Okay, truth be known, I have many. But this post is only going to elaborate on a particular mathematical quirk that I have, which involves eating M&M’s. (Most of my other quirks aren’t interesting enough to warrant a blog post. And those that are probably shouldn’t be publicized.)
I have to eat M&M’s in pairs of the same color. I place two in my mouth at a time, and I chew one on each side. I can’t eat them one at a time, and I can’t eat two M&M’s of different colors at the same time. It’s a balance thing. I’ve done this since I was a kid, and whether it’s just a bad habit or a deeply engrained compulsion, I don’t worry about it too much. Sure, it’s a little weird, but on the OCD continuum, it’s not a big deal. I mean, it’s not like I use a ruler to ensure that stamps are placed exactly the same distance from both sides of the envelope. (Though I have considered it.)
So, the math of this.

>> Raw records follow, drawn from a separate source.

PR #44, opened 2020-04-21
MF-182: Empty states for widgets

denniskigen:
This PR introduces an empty state for widgets to render when they do not have data to show yet.

Presently, most widgets will render an incomplete view. For example, in the case of the Notes widget, table headers will be displayed without the corresponding table data.

Screenshot 2020-04-26 at 22 15 45

This could be improved upon by rendering an empty state view that communicates that there are no recorded notes for the patient as well as an affordance that would allow the user to record new notes.

Screenshot 2020-04-26 at 22 19 23


FlorianRappl (commented):
There are quite some changes (38 files). Note sure if all is required - I would still love to review.

Can you fix the merge conflicts please? Thanks!

denniskigen:
> There are quite some changes (38 files). Note sure if all is required - I would still love to review.
> 
> Can you fix the merge conflicts please? Thanks!

Fixed

src/widgets/vitals/vitals-overview.component.tsx
```diff
@@ -54,76 +55,86 @@ export default function VitalsOverview(props: VitalsOverviewProps) {
...
+                <td>BP</td>
+                <td>Rate</td>
+                <td>Oxygen</td>
+                <td colSpan={2}>Temp</td>
+              </tr>
+            </thead>
+            <tbody>
+              {currentVitals.map((vital, index) => {
+                return (
+                  <React.Fragment key={vital.id}>
```
FlorianRappl: We only return the row, right? I would remove the fragment and only use `<tr key={vital.id}>`.

src/widgets/heightandweight/heightandweight-record.component.tsx
```diff
@@ -76,7 +76,7 @@ export default function HeightAndWeightRecord(
                   <tr>
                     <td>Weight</td>
                     <td>
-                      {dimensions.weight} <span>Kg</span>
+                      {dimensions.weight} <span>kg</span>
```
FlorianRappl, line 79: Can we store these constant labels somewhere (e.g., in a constants.ts file)?

I assume that the API always gives us `kg`, right?

FlorianRappl: Above we use `dimensions?.obsData` here `dimensions.weight`. Can `dimensions` be `undefined` or not?

src/ui-components/empty-state/empty-state.component.tsx
```diff
@@ -0,0 +1,28 @@
...
+    </SummaryCard>
+  );
+}
+
+type EmptyStateProps = {
+  name: string;
+  displayText: string;
+  styles?: React.CSSProperties;
+  addComponent?: string | any;
+  showComponent?: Function;
```
FlorianRappl: Can we type this function? What is it (e.g., `() => void`)?

src/ui-components/empty-state/empty-state.component.tsx
```diff
@@ -0,0 +1,28 @@
...
+      </div>
+    </SummaryCard>
+  );
+}
+
+type EmptyStateProps = {
+  name: string;
+  displayText: string;
+  styles?: React.CSSProperties;
+  addComponent?: string | any;
```
FlorianRappl: Well, `string | any` is `any`. Can we be more specific?

src/widgets/vitals/vitals-overview.component.tsx
denniskigen: Yeah, good shout. Fixed.

src/widgets/heightandweight/heightandweight-record.component.tsx
denniskigen: It can be `undefined` if the record with the specified id isn't found. I've rectified this.

src/ui-components/empty-state/empty-state.component.tsx
denniskigen: Yes, `() => void` this would do.

src/ui-components/empty-state/empty-state.component.tsx
denniskigen: Yes we can. I think it can be typed to:

```
import { DataCaptureComponentProps } from "../../widgets/shared-utils";
import { match } from "react-router-dom";  

type EmptyStateProps = {
  name: string;
  displayText: string;
  styles?: React.CSSProperties;
  addComponent?: React.FC<TProps | DataCaptureComponentProps>;
  showComponent?: () => void;
};

type TProps = {
  basePath?: string;
  match?: match;
}
```

src/widgets/heightandweight/heightandweight-record.component.tsx
denniskigen: > Can we store these constant labels somewhere (e.g., in a constants.ts file)?
> 
> I assume that the API always gives us `kg`, right?

I think so. I'm not sure where the appropriate location for this would be. Perhaps @nkimaina can chime in on this?

src/ui-components/empty-state/empty-state.component.tsx
```diff
@@ -0,0 +1,41 @@
...
+
+type EmptyStateProps = {
+  name: string;
+  displayText: string;
+  styles?: React.CSSProperties;
+  addComponent?: React.FC<TProps | DataCaptureComponentProps>;
+  showComponent?: () => void;
+};
+
+type TProps = {
```
FlorianRappl: When I see `TProps` I always assume its a generic type. Can we give this a more accurate name, e.g., `RouteBaseComponentProps`?

src/widgets/allergies/allergy-form.component.tsx
```diff
@@ -666,12 +666,12 @@ export default function AllergyForm(props: AllergyFormProps) {
   }
 
   React.useEffect(() => {
-    if (props.match.params["allergyUuid"]) {
+    if (props.match?.params?.["allergyUuid"]) {
```
FlorianRappl: Can be simplified:

```ts
setViewForm(!!props.match?.params?.["allergyUuid"]);
```

src/widgets/appointments/appointment-record.component.tsx
```diff
@@ -127,18 +127,18 @@ export default function AppointmentRecord(props: AppointmentRecordProps) {
               <tbody>
                 <tr>
                   <td>
-                    {dayjs(patientAppointment.startDateTime).format(
+                    {dayjs(patientAppointment?.startDateTime).format(
                       "DD-MMM-YYYY"
                     )}
                   </td>
                   <td>
                     {patientAppointment.service.creatorName
```
FlorianRappl: I guess we miss the conditional member operator here `?.`. Actually I think the three lines could be replaced by

```ts
patientAppointment?.service?.creatorName || "\u2014"
```

src/widgets/appointments/appointments.component.tsx
```diff
@@ -3,7 +3,7 @@ import { Switch, Route, useRouteMatch } from "react-router-dom";
 import AppointmentsDetailedSummary from "./appointments-detailed-summary.component";
 import AppointmentRecord from "./appointment-record.component";
 
-export default function Appointements() {
+export default function Appointments() {
```
FlorianRappl, line 6: Great catch! :eyes:!

src/widgets/heightandweight/heightandweight-overview.component.tsx
```diff
@@ -37,62 +40,91 @@ export default function HeightAndWeightOverview(
...
+                    <th className={styles.tableHeader}>Height</th>
+                    <th className={styles.tableHeader}>BMI</th>
+                    <th></th>
+                  </tr>
+                </thead>
+                <tbody>
+                  {dimensions
+                    .slice(0, showMore ? 6 : 3)
+                    .map((dimension, index) => (
+                      <tr key={dimension.id} className={styles.tableRow}>
```
FlorianRappl, line 70: Hehe, I'm always looking for missing `key` props - but I never find them! This is what I call careful coding. Great stuff! 🚀

src/widgets/heightandweight/heightandweight-record.component.tsx
FlorianRappl: Ping @nkimaina - thanks!

src/widgets/heightandweight/heightandweight-util.tsx
```diff
@@ -0,0 +1,14 @@
+import { newWorkspaceItem } from "@openmrs/esm-api";
+
+export function openHeightAndWeightTab(addComponent, componentName): void {
```
FlorianRappl: Hehe - the `void` is known anyway (we don't return anything), but `addComponent` and `componentName` still need a type.

src/widgets/medications/medications-overview.component.tsx
```diff
@@ -198,6 +171,128 @@ export default function MedicationsOverview(props: MedicationsOverviewProps) {
...
+                    </span>{" "}
+                    &mdash;{" "}
+                    <span>{(medication?.route?.display).toLowerCase()}</span>{" "}
+                    <span
+                      style={{
+                        fontWeight: 400,
+                        color: "var(--omrs-color-ink-high-contrast)"
+                      }}
+                    >
+                      &mdash; {medication.frequency.display}
```
FlorianRappl: Missing conditional operator?

src/widgets/medications/medications-overview.component.tsx
```diff
@@ -198,6 +171,128 @@ export default function MedicationsOverview(props: MedicationsOverviewProps) {
...
+                        medication?.dose
+                      ).toLowerCase()}
+                    </span>{" "}
+                    &mdash;
+                    <span>
+                      {" "}
+                      {(medication?.doseUnits?.display).toLowerCase()}
+                    </span>{" "}
+                    &mdash;{" "}
+                    <span>{(medication?.route?.display).toLowerCase()}</span>{" "}
```
FlorianRappl: Potential undefined `toLowerCase` -> that call needs to be in the chain or used with `?.`.

src/widgets/medications/medications-overview.component.tsx
```diff
@@ -198,6 +171,128 @@ export default function MedicationsOverview(props: MedicationsOverviewProps) {
...
+                    >
+                      {getDosage(
+                        medication?.drug?.strength,
+                        medication?.dose
+                      ).toLowerCase()}
+                    </span>{" "}
+                    &mdash;
+                    <span>
+                      {" "}
+                      {(medication?.doseUnits?.display).toLowerCase()}
```
FlorianRappl: I would remove these parentheses.

Note: Its a difference if you write

```ts
(medication?.doseUnits?.display).toLowerCase()
medication?.doseUnits?.display.toLowerCase()
```

the former always calls `toLowerCase` (and thus runs it potentially on undefined) while the latter has it in the chain, i..e, it only runs it if the conditionals are fulfilled.

src/widgets/medications/medications-overview.component.tsx
```diff
@@ -198,6 +171,128 @@ export default function MedicationsOverview(props: MedicationsOverviewProps) {
...
+                    >
+                      &mdash; {medication.frequency.display}
+                    </span>
+                  </td>
+                  <td>
+                    <MedicationButton
+                      component={MedicationOrderBasket}
+                      name={"Medication Order Basket"}
+                      label={"Revise"}
+                      orderUuid={medication.uuid}
```
FlorianRappl: From here on there are no conditional members - maybe `medication` is always *not* `undefined`?

FlorianRappl (changes requested):
This is a long one. In general it looks good to me - there are just some improvements for the conditional member operator etc. that would make sense.

Great work :rocket!

src/widgets/medications/medications-overview.component.tsx
denniskigen: Sure. Good spot.

src/widgets/medications/medications-overview.component.tsx
denniskigen: Excellent

src/ui-components/empty-state/empty-state.component.tsx
denniskigen: Sure. That's a great variable name. Also is it `RouteBase` or `RouteBased`?

src/widgets/allergies/allergy-form.component.tsx
denniskigen: Concise but I'd argue harder to read.

src/widgets/appointments/appointment-record.component.tsx
denniskigen: Yeah. Elegant solution.

src/widgets/heightandweight/heightandweight-util.tsx
denniskigen: Surprised - I thought I got rid of this file in a previous commit. Must have rebased improperly. `openHeightAndWeightTab` should be replaced entirely by the reusable (and correctly typed) `openWorkspaceTab` function. I'll fix this.

src/widgets/medications/medications-overview.component.tsx
denniskigen: Yes. Good spot.

src/widgets/medications/medications-overview.component.tsx
denniskigen: Fixed as suggested below 💯

jonathandick:
@denniskigen what's the status of this PR? @FlorianRappl is this approved? Can we merge?

jonathandick:
Ok. I'm going to merge this as the travis issue is fixed.

PR #45, opened 2020-04-22
Start visit

nkimaina:


src/utils/use-session-user.tsx
```diff
@@ -0,0 +1,17 @@
...
+export default function useSessionUser() {
+  const [sessionUser, setSessionUser] = useState<any>(null);
+  useEffect(() => {
+    let currentUserSub: Subscription;
+    if (sessionUser === null) {
+      openmrsObservableFetch("/ws/rest/v1/session").subscribe(user => {
+        setSessionUser(user.data);
+      });
+    }
+    return () => currentUserSub.unsubscribe();
```
FlorianRappl: This will fail - currentUserSub may (i.e., will) be undefined

src/utils/use-session-user.tsx
```diff
@@ -0,0 +1,17 @@
+import { useState, useEffect } from "react";
+import { Subscription } from "rxjs";
+import { openmrsObservableFetch } from "@openmrs/esm-api";
+
+export default function useSessionUser() {
+  const [sessionUser, setSessionUser] = useState<any>(null);
+  useEffect(() => {
+    let currentUserSub: Subscription;
+    if (sessionUser === null) {
+      openmrsObservableFetch("/ws/rest/v1/session").subscribe(user => {
```
FlorianRappl: I think you want to set `currentUserSub` here, right?

src/widgets/location/location-select.component.tsx
```diff
@@ -0,0 +1,45 @@
...
+
+export default function LocationSelect(props: LocationSelectProps) {
+  const [locations] = useLocations();
+  const onLocationsChanged = event => {
+    props.onLocationChanged(
+      locations.find(loc => loc.uuid == event.target.value)
+    );
+  };
+  return (
+    <>
```
FlorianRappl: Is the fragment really necessary in this case? There is just one child element.

src/widgets/location/location-select.component.tsx
```diff
@@ -0,0 +1,45 @@
...
+      <select
+        name="visitLocation"
+        id={props.id || "visitLocation"}
+        className="omrs-type-body-regular"
+        style={{ height: "40px" }}
+        value={props.currentLocationUuid}
+        onChange={onLocationsChanged}
+      >
+        <option value={null} className="omrs-padding-8">
+          {""}
```
FlorianRappl: I think this is the same as `<option value="" className="omrs-padding-8" />`

src/widgets/location/use-locations.tsx
```diff
@@ -0,0 +1,20 @@
+import { useState, useEffect } from "react";
+import { Subscription } from "rxjs";
+import { Location, getLocations } from "./location.resource";
+
+export default function useLocations() {
+  const [locations, setLocations] = useState<Array<Location>>([]);
+  useEffect(() => {
+    let locationSub: Subscription;
```
FlorianRappl: Why not just `const locationSub = ...`? I think the typing would also benefit (no need for the explicit `Subscription`)

src/widgets/visit/use-started-visit.tsx
```diff
@@ -0,0 +1,60 @@
+import React, { useState, useEffect } from "react";
+import { Subscription } from "rxjs";
+import dayjs, { Dayjs } from "dayjs";
+import { getCurrentPatientUuid } from "@openmrs/esm-api";
+
+import { getVisitsForPatient } from "./visit.resource";
+
+export default function useStartedVisit(props: StartedVisitProps) {
+  const [startedVisit, setStartedVisit] = useState(undefined);
```
FlorianRappl: `useState<?>(undefined)` - what is it?

src/widgets/visit/use-visit-types.tsx
```diff
@@ -0,0 +1,20 @@
+import { useState, useEffect } from "react";
+import { Subscription } from "rxjs";
+import { VisitType, getVisitTypes } from "./visit-type.resource";
+
+export default function useVisitTypes() {
+  const [visitTypes, setVisitTypes] = useState<Array<VisitType>>([]);
+  useEffect(() => {
+    let visitTypesSub: Subscription;
+    visitTypesSub = getVisitTypes().subscribe(
```
FlorianRappl: See above - just assign in initialization.

src/widgets/visit/visit-type-select.component.tsx
```diff
@@ -0,0 +1,44 @@
...
+    <>
+      <select
+        name="visitType"
+        id={props.id || "visitType"}
+        className="omrs-type-body-regular"
+        style={{ height: "40px" }}
+        onChange={onVisitTypesChanged}
+      >
+        <option value={null} className="omrs-padding-8">
+          {""}
```
FlorianRappl: Same as above.

FlorianRappl (changes requested):
I think we are on a great track here. Thanks for the work!

nkimaina:
@FlorianRappl Sorry that these changes are a lot to review, we are transferring this functionality from an internal repo. Also, we've not had a design session to agree on how visits should function, but these are standard features that will most likely be needed when we have the design.

donaldkibet (approved):
lgtm

PR #47, opened 2020-04-24
MF-184: Make newWorkspaceItem reusable across widgets

denniskigen:
Presently, most widgets are redeclaring the logic for launching new workspaces. It would be worthwhile to DRY it up by making that bit of logic reusable.


drizzentic (commented):
LGTM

I have been searching for the “perfect pack of M&M’s,” one in which there is an even number of every color. That way, I won’t have one leftover after I eat the others in pairs. I don’t know how many packs of M&M’s I’ve eaten in my life, but I’ve yet to find a perfect pack. Consequently, it would seem that the experimental probability of such an occurrence is 0. But what is the theoretical probability?
Stated formally, here’s the problem:
A standard pack of M&M’s contains pieces of six different colors. What is the probability that there will be an even number of M&M’s of each of the six colors?
I’ll post my solution in a couple days. In the meantime, here are two math jokes about M&M’s:
How many mathematicians does is take to make a batch of chocolate chip cookies?
Two. One to mix the batter, and one to peel the M&M’s.
How do you keep a math graduate student occupied for hours?
Ask him to alphabetize a bag of M&M’s.